The following function is used to count the number of outliers.

In [3]:
def outliears_count(y_true, y_pred, threshold = 10000):

    residuals = np.abs(y_true - y_pred)

    residual_mean = np.mean(residuals)
    standard_residual = np.std(residuals)

    outlier_indices = np.where(residuals > threshold)[0]

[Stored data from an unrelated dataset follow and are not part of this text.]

PR #25065, opened 2024-01-11
Release raylib-ocaml 1.2.0 (raylib 5.0.0)

tjammer:
* Upgrade raylib to 5.0.0
* Make Raylib.Matrix.t usable with Rlgl


tjammer:
The freebsd build shouldn't fail, I need to fix this

avsm:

    outliers = len(outlier_indices)

    return outliers

## **Loading the Dataset**

Load the dataset from Google Drive.

In [4]:
from google.colab import drive
drive.mount('/content/drive', force_remount = True)
dataset_path = 'drive/MyDrive/projectML/car_prices.csv'
data = pd.read_csv(dataset_path)
#data.head()

Mounted at /content/drive


Once the dataset is loaded, the column for the prices to predict is removed.

In [5]:
#Dataset without price column
dataset = data.drop('price', axis = 1)
#dataset.head()

In [6]:
#The price column to predict
prices = data['price']
#prices.head()

## **Dataset Preprocessing**

Before the dataset can be used, the issue of missing values or NaN data must be considered so as to have "clean" data.


In [7]:
null_dataset = dataset.isnull().values.any()
null_prices = prices.isnull().values.any()

print('There are invalid entries inside the detaset.' if null_dataset else 'There are not invalid entries inside the dataset.')
print('There are invalid entries inside prices column.' if null_prices else 'There are not invalid entries inside prices column.')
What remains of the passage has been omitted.